# Task statement:
What lines in the material hold the string "Tools"? Return every one of them.

# Dataset entries:
PR #138, opened 2017-08-31
Related Thing helpers, and fix code generation for associatedPlanId 

miburf:
Related Thing helpers, and fix code generation for associatedPlanId

### DIFF
--- a/HealthVault/Tools/codegen/codegen.sh
+++ b/HealthVault/Tools/codegen/codegen.sh
@@ -76,3 +76,9 @@ s/"MHVTrackingValidation.h"/"MHVTrackingValidation.h"\
 #import "MHVPlanStatusEnum.h"/g
 ' output/SwaggerClient/Api/MHVActionPlanTasksApi.m > output/SwaggerClient/Api/MHVActionPlanTasksApi.m2
 mv output/SwaggerClient/Api/MHVActionPlanTasksApi.m2 output/SwaggerClient/Api/MHVActionPlanTasksApi.m
+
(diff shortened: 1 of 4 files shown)


HealthVault/Tools/codegen/codegen.sh
```diff
@@ -76,3 +76,9 @@ s/"MHVTrackingValidation.h"/"MHVTrackingValidation.h"\
 #import "MHVPlanStatusEnum.h"/g
 ' output/SwaggerClient/Api/MHVActionPlanTasksApi.m > output/SwaggerClient/Api/MHVActionPlanTasksApi.m2
 mv output/SwaggerClient/Api/MHVActionPlanTasksApi.m2 output/SwaggerClient/Api/MHVActionPlanTasksApi.m
+
+# Other nullability fixes
+sed -E '
+s/strong,nonatomic) NSString\* associatedPlanId/strong,nonatomic,nullable) NSString* associatedPlanId/g
+' output/SwaggerClient/Model/MHVActionPlanTask.h > output/SwaggerClient/Model/MHVActionPlanTask.h2
```
miburf, line 83: I filed a bug to fix to fix the DTO so Swagger generates it with the nullable attribute, this can be removed when that is fixed

namalu: We should just get the bug fixed and not add this one off code here. You can raise the priority of the bug if this is blocking you in some way, but this is not a good idea.

namalu (changes requested):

# Result below:
--- a/HealthVault/Tools/codegen/codegen.sh
+++ b/HealthVault/Tools/codegen/codegen.sh
HealthVault/Tools/codegen/codegen.sh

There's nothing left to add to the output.